Additional Maximum Power Reduction

Description

Additional Maximum Power Reduction (A-MPR) is a standardized mechanism defined in 3GPP specifications that allows a User Equipment (UE) to apply an extra power reduction on top of the baseline Maximum Power Reduction (MPR). The baseline MPR is applied to account for the increased Peak-to-Average Power Ratio (PAPR) when using higher-order modulation schemes like 64QAM or 256QAM. A-MPR addresses more specific and stringent regulatory requirements, particularly those related to spurious emissions and the Adjacent Channel Leakage Ratio (ACLR). These requirements become especially challenging when the UE operates in non-contiguous spectrum allocations, uses certain Resource Block (RB) allocations at the edge of a carrier, or employs Carrier Aggregation (CA) where multiple component carriers are active simultaneously.

The application of A-MPR is not universal but is triggered by specific network signaling. The network configures the UE with an 'Allowed A-MPR' value through RRC signaling, typically within the RadioResourceConfigDedicated or similar information elements. This configuration includes parameters such as the network signaling value (NS_x), which corresponds to a specific set of regional regulatory requirements (e.g., FCC, ETSI). The UE, based on its implemented capabilities and the signaled NS_x value, determines the applicable A-MPR value from predefined tables in the specifications (e.g., 3GPP TS 36.101 for LTE, TS 38.101 for NR). The UE then applies this A-MPR value in addition to any baseline MPR, effectively lowering its maximum transmit power (PCMAX) to ensure its transmitted signal remains within the mandated emission masks.

The technical implementation involves complex lookup tables that map various transmission parameters to a required A-MPR value. These parameters include the transmission bandwidth configuration, the location and contiguity of the allocated resource blocks, the modulation scheme, and the specific CA band combination. For example, a UE transmitting on two non-adjacent component carriers in Band 1 and Band 3 might require a higher A-MPR than if it were transmitting on a single contiguous block. The UE's power control algorithm must dynamically calculate the total maximum power reduction (MPR + A-MPR) to determine the permissible maximum output power for each subframe or slot, ensuring real-time compliance.

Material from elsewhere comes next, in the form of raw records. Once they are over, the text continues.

PR #1560, opened 2021-09-07
[bindings] add ipv6 support for memcached binding.

peterzheng98:
IPv6 address should be written in the form of "[address]:port".
The port may be omitted but the brackets outside the address should be
kept.
Device name such as "ens0" should be written in address like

A-MPR plays a vital role in the radio access network's physical layer by enabling flexible spectrum usage while protecting the integrity of the radio spectrum. Without it, aggressive spectrum re-farming, carrier aggregation, and the use of fragmented spectrum blocks could lead to unacceptable levels of out-of-band emissions, causing interference to services in neighboring bands. By defining clear, testable requirements for A-MPR, 3GPP ensures that UEs from different vendors can interoperate in networks worldwide, all while adhering to diverse and strict regional regulatory regimes. Its proper implementation is verified through rigorous conformance testing defined in specifications like TS 36.521 and TS 38.521.

Purpose & Motivation

A-MPR was created to solve the practical problem of operating modern, high-throughput cellular systems within strict regulatory emission limits, especially as spectrum usage became more complex. Early 3GPP releases (pre-Rel-8) dealt with relatively simple, contiguous spectrum allocations. However, with the introduction of LTE in Rel-8 and the subsequent push for higher data rates, techniques like carrier aggregation and the use of non-contiguous spectrum blocks became essential. These advanced transmission scenarios create more challenging signal waveforms with sharper transitions and higher spectral regrowth, making it harder for UE power amplifiers to maintain clean emissions outside the assigned channel. The baseline MPR, designed for modulation-based power back-off, was insufficient to meet the spurious emission and spectrum emission mask requirements mandated by national regulators (e.g., FCC, ETSI) for these complex cases.

The primary motivation was regulatory compliance and spectrum coexistence. Without A-MPR, a UE operating with carrier aggregation at the edge of its operating band could emit excessive power into an adjacent band, potentially interfering with another operator's network or a completely different service (e.g., aviation, satellite). This would violate licensing conditions and degrade overall network performance. A-MPR provides a standardized, network-controlled method to mandate additional power back-off precisely when and where it is needed. This allows network operators to deploy advanced features confidently, knowing that UEs will automatically adjust their power to stay within legal limits, regardless of the specific resource allocation or band combination in use.

Furthermore, A-MPR addresses the economic and technical challenge of UE power amplifier design. Designing a power amplifier that never exceeds emission limits under all possible transmission scenarios would be prohibitively expensive and inefficient. A-MPR offers a compromise: the amplifier can be designed for typical cases, and for the exceptional, more demanding cases, a controlled reduction in maximum output power is applied. This balances cost, power efficiency (battery life), and regulatory compliance. It represents a key enabler for the global scalability of LTE and NR devices, ensuring a single UE design can adapt its operation through software and configuration to meet the specific emission rules of any country it operates in.